§ WHAT IS REQUIRED:
Every entry below is to be copied exactly, with nothing omitted.

§ MATERIAL PROVIDED:
PR #6593, opened 2023-11-29
Add kubelet-summary-metrics proxy

mikkeloscar:
Add a simple proxy that sits between kubelets and prometheus and translates the kubelet stats summary json into prometheus metric data.

The motivation for this is to provide per pod/container filesystem usage metrics which are not provided by cadvisor. Eventually more metric types could be provided this way and reduce the need for cadvisor (pending evaluation).

The architecture looks like this:

image

The benefit compared to cadvisor is that it runs centrally in the cluster instead of a daemonset and thereby can scale horizontally and not take up per node resources.


linki:
👍

mikkeloscar:
:+1:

§ EXERCISE RESULT:
PR #6593, opened 2023-11-29
Add kubelet-summary-metrics proxy

mikkeloscar:
Add a simple proxy that sits between kubelets and prometheus and translates the kubelet stats summary json into prometheus metric data.

The motivation for this is to provide per pod/container filesystem usage metrics which are not provided by cadvisor. Eventually more metric types could be provided this way and reduce the need for cadvisor (pending evaluation).

The architecture looks like this:

image

The benefit compared to cadvisor is that it runs centrally in the cluster instead of a daemonset and thereby can scale horizontally and not take up per node resources.


linki:
👍

mikkeloscar:
:+1:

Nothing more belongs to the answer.